The final multiple regression model includes the main relevant covariates suggested by results from literature: Mother's menarcheal age (representing part of the genetic determinant), parents’ birth area (that is a proxy for genetic and cultural factors), adolescent's age at menarche, which is a consequence of the study design (given that only girls who already had menarche were included; the total of younger girls had menarche early; meanwhile, only a part of the older girls may have had menarche early).

Cycle length and blood flow length

Our results indicate that [Table 5] that by the mean age of 17.1 years, 2.5% of the girls had cycles shorter than 21 days and in 3.4% they were longer than 35 days. A shorter than normal bleeding period (<4 days) was reported by 3.2% of the whole sample, and a long bleeding period (>6 days) by 19.6% of the girls.

As expected, regularization was seen for girls showing abnormalities in the first years after menarche. Despite this, the prevalence of polymenorrhea persisted with similar levels since the second gynecological year (about 2%). Anovulatory cycles with unopposed estrogen stimulation may lead to endometrial proliferation and hyperplasia. Without sufficient progesterone to stabilize and differentiate the endometrium, this mucous membrane becomes fragile and sloughs irregularly. Estrogen also affects uterine vascular tone, angiogenesis, prostaglandin formation, and endometrial nitric oxide production.[35]

On the contrary, the prevalence of both oligomenorrhea and irregular length decreased regularly during the first gynecological years, stabilizing at about 3% and 6%, respectively, within the forth gynecological year. Conversely, blood flow did not show any significant change with gynecological age. Actually, the results from the multivariate models show that oligomenorrhea and irregular length are significantly associated with bleeding longer than 6 days.

In conclusion, in the 19th century the onset of menstruation occurred around the age of 15; now, the average age of menarche is around 12 years. Abnormal bleedings during the first years after menarche are the main complaint in adolescent, principally due to anovulation. This depends on the immaturity of the hypothalamic–pituitary–ovarian axis. It is generally assumed that it takes up 24 months for regular ovulatory cycles to appear after menarche.[36] Approximately, half of persistent symptomatic menstrual irregularity is due to neuroendocrine immaturity, whilst half is due to increased androgen levels. The former condition corresponds to a short/deficient luteal cycle phase, whilst the latter related to polycystic ovary syndrome.[7] Initial anovulatory cycles tend to be pain free, but they can be associated with heavy menstrual bleeding[37] because estrogens, as opposed by progesterone, induce an instable endometrial lining, the breakdown of which causes major uterine bleedings. When regular ovulatory cycles commence, the cycle length becomes more regular (lower prevalence of oligomenorrhea and irregular cycles) but often they become more painful due to increased levels of circulating prostaglandins.

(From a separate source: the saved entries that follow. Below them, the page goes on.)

PR #6137, opened 2026-07-14
http_caldav_sched.c: improve logging for ignored scheduling objects

rsto:
This improves logging for the case where Cyrus decides to not send an iTIP message although the calendar object is scheduled. This does not change existing functionality but is meant to support debugging.

The following cases now log with LOG_WARNING level:

- The CY:scheduling-enabled annotation is false for the user.
- The calendar user is neither the ORGANIZER nor an ATTENDEE.
- The Scheduling Outbox lacks DACL_INVITE or DACL_REPLY, for invites and replies respectively.

Tested by:
- Caldav.schedule_organizer_mismatch
- Caldav.scheduling_enabled
- Caldav.scheduling_privileges
- JMAPCalendars.calendar_scheduling_enabled
- JMAPCalendars.calendarevent_set_schedule_organizer_mismatch

### DIFF
--- a/imap/http_caldav_sched.c
+++ b/imap/http_caldav_sched.c
@@ -2507,7 +2507,7 @@ void sched_request(const char *cal_ownerid, const char *sched_userid,
 
     if (!(rights & DACL_INVITE)) {
         /* DAV:need-privileges */
-        syslog(LOG_DEBUG,
+        syslog(LOG_WARNING,
                "No schedule-send-invite privilege for user %s on Outbox %s",
                httpd_userid, organizer);
 
@@ -2600,6 +2600,7 @@ struct reply_data {
     int master_send;
     int do_send;
     icalparameter_scheduleforcesend force_send;
+    bool found_attendee;  /* one of our schedule addresses is an attendee */
 };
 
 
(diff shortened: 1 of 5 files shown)


imap/http_caldav_sched.c
```diff
@@ -3028,6 +3040,20 @@ void sched_reply(const char *cal_ownerid, const char *sched_userid,
         if (reply.itip) icalcomponent_free(reply.itip);
     }
 
+    /* If the event has attendees but none of our schedule addresses is one of
+       them then we are neither the organizer nor an attendee and nothing gets
+       scheduled, despite this being a scheduling object. */
+    icalcomponent *comp =
+        icalcomponent_get_first_real_component(newical ? newical : oldical);
+    if (!found_attendee && comp && icalcomponent_get_first_invitee(comp)) {
```
wolfsage: IMO I'd only call icalcomponent_get_first_real_component if found_attendee is false and avoid it otherwise (which should be the more common case) but it probably doesn't matter

wolfsage (approved):

imap/http_caldav_sched.c
rsto: Right, I did that and also rewrote the logger to use `xsyslog_ev` and made it log more debugging output

PR #6138, opened 2026-07-14
AccountSync: use external altnamespace names in dump/undump

brong:
dump_user/undump_user previously used Cyrus::Mbname's userfolder / new_userfolder pair, which represent mailboxes in internal form with a leading "INBOX" component and "." hierarchy separator (e.g. "INBOX.Archive"). This does not match the external altnamespace + unixhierarchysep naming that Apple (and other JMAP implementations) use for account dumps, so dumps could not interoperate and hand-authored external-format data failed to restore ("Unknown top-level Archive").

Switch to the extuserfolder / new_extuserfolder pair so mailbox names in the dumped data use the external representation: "INBOX" for the inbox, bare names for children ("Archive", "Sent"), and "/" for nested hierarchy ("Parent/Child"). The pair round-trips symmetrically, so dump -> undump -> dump is unchanged.

Extend the SyncProto dump/restore test to assert the external name format in addition to the existing round-trip check.

### DIFF
--- a/cassandane/tiny-tests/SyncProto/syncproto_dump_restore
+++ b/cassandane/tiny-tests/SyncProto/syncproto_dump_restore
@@ -25,6 +25,11 @@ sub test_syncproto_dump_restore ($self)
     my $sp = Cyrus::SyncProto->new($admintalk);
     my $as = Cyrus::AccountSync->new($sp);
     my $data = $as->dump_user(username => 'cassandane');
+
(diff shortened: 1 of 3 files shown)


rjbs:
At the very least, tests need updating for this change.  Guessing that's the problem, but didn't look deep.  May come back to this a bit later today and patch myself, but you may see this first and go "oh yeah" and push fix?  🤷🏽

rjbs (approved):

This corresponds to growing prevalence of premenstrual and menstrual pain symptoms, with higher prevalence of dysmenorrhea at older gynecological ages.

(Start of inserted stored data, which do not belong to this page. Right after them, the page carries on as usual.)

PR #6140, opened 2026-07-16
master-cronevent.testc: Avoid a fatalized format warning with gcc's ubsan

nwc10:
With the optimizer enabled, gcc -fsanitize=undefined issues a format warning. This is fatal with -Werror, stopping the build dead:

    error: '%d' directive output may be truncated writing between 1 and 11 bytes into a region of size 10 [-Werror=format-truncation=]
    note: directive argument in the range [-2147483647, 2]

This inference is actually incorrect - the range is [0, 2] hence "%d" can't overflow. The "obvious" fix is to increase the buffer length. A better fix is to change the variable to unsigned int and the format to "%u", as it's used as an array index. Using (default) signed variables for array indexes is an anti-pattern that can cause CVE-level bugs.

### DIFF
--- a/cunit/master-cronevent.testc
+++ b/cunit/master-cronevent.testc
@@ -199,17 +199,16 @@ static void test_cronevent_add_broken_command(void)
     };
     const size_t n_tests = sizeof(tests) / sizeof(tests[0]);
     dynarray_t *schedule, *details;
-    int i;
 
     cronevent_get_schedule(&schedule, &details);
 
-    for (i = 0; i < (int) n_tests; i++) {
+    for (size_t i = 0; i < n_tests; i++) {
         char name[16];
         const char *spec = "* * * * *";
         struct cronevent_details *event_details;
         unsigned j;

Despite existing knowledge about the impact of dysmenorrhea and menstrual cycle abnormalities in the daily lives of many adolescent women, it is noteworthy that this particular age group is still often neglected. Traditionally, education about menstruation and puberty was a part of the maternal role. Physicians are generally expected sources of trustworthy information about menses, but they are often uncomfortable with discussing the topic of menstruation and sexuality in general.

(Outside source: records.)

PR #6144, opened 2026-07-18
docsrc: more restructuring, this time Cassandane docs

rjbs:
This is more "rework the docs to be more navigable".  Also, to create better incentive structures for writing docs in the right place.  This PR comprises:

* converting testrunner.pl to GLD so it gets a usage message; adding Pod to it
* remove that content from the docsrc; you don't need it to just run/write quick tests
* update the cassandane.rst with more focus on "writing and running tests, the common day-to-day"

Healthcare providers have an immense importance for these adolescent girls who are going through pubertal transition because have an opportunity to discuss reproductive health issues with mothers and their daughters, to make an early diagnosis, and to choose an appropriate treatment, thus minimizing the negative outcomes caused by these disorders in the lives of adolescents.

Many of the menstrual dysfunction problems can be effectively handled by the well-trained general clinician. Specific, complex situations should be referred to the appropriate specialist (gynecologist or endocrinologist), preferably someone skilled with adolescents’ issues.